Enumeration of microparticles on a gridded filter using a stratified random sampling tool

MethodsX. 2023 Jul 8:11:102284. doi: 10.1016/j.mex.2023.102284. eCollection 2023 Dec.

Abstract

Quantifying microplastics and other microparticles is a matter of interest in the field of environmental science. Stereomicroscopy is one of the most common methods to identify and enumerate micro-size particles. However, the process of enumerating an entire environmental sample can be tedious and time-consuming, especially when target particles are abundant. Here we present a method to develop a subsampling strategy and spreadsheet-based tool to speed up the process of microparticle enumeration while maintaining particle count accuracy. We first identified the pattern in which tire road wear particles (TRWPs) from environmental samples were distributed on a filter when vacuum-plated, then used particle abundance within relatively homogeneous subsection arrangements to establish stratified random subsampling schemes. We describe a repeated sampling experiment using count data to test the stratified design and illustrate the relationship between the fraction of the filter counted (sample size) with accuracy and variance in the extrapolated total sample count and the corresponding analyst time savings when applied to analyzing TRWPs isolated from sediments.

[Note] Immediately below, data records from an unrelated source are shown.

PR #1759, opened 2025-03-01
feat: [#1427] Support submitter in formData constructor and exclude s…

### LINKED ISSUE #1427: FormData constructed from a <form> includes buttons by default
**Describe the bug**
When constructing a `FormData` instance from a `HTMLFormElement` containing a button with a `name` and `value`, that button's value is always included in the resulting `FormData`.

This isn't the case for any browser I've tested (Chromium, Firefox, WebKit). A submit button's value is only included in form submissions when that button is the one that triggered the form submission, so it makes sense to exclude button values by default.

The [XMLHttpRequest Spec](https://xhr.spec.whatwg.org/#dom-formdata) defines an optional `submitter` parameter that can be used to include a submit button's value in the resulting form data instead.

**To Reproduce**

Based on the results, a particle enumeration tool was created in Microsoft Excel Visual Basic configured using a 47 mm gridded filter, and the source is available for free modification under the same open license.•Vacuum-plated microparticles are often highly abundant and not homogenously distributed across a filter.•A random sampling selection data tool was created using knowledge of particle distribution.•Method describes how to structure and use partial filter counts to extrapolate for total particle enumeration.

Keywords: Filter; Method for the enumeration of microparticles on a gridded filter using a stratified random sampling tool; Microparticles; Microplastics; Microscopy; Particle distribution; Particle enumeration; Patterned distribution; Stereomicroscopy; Stratified random sampling; Tire particles.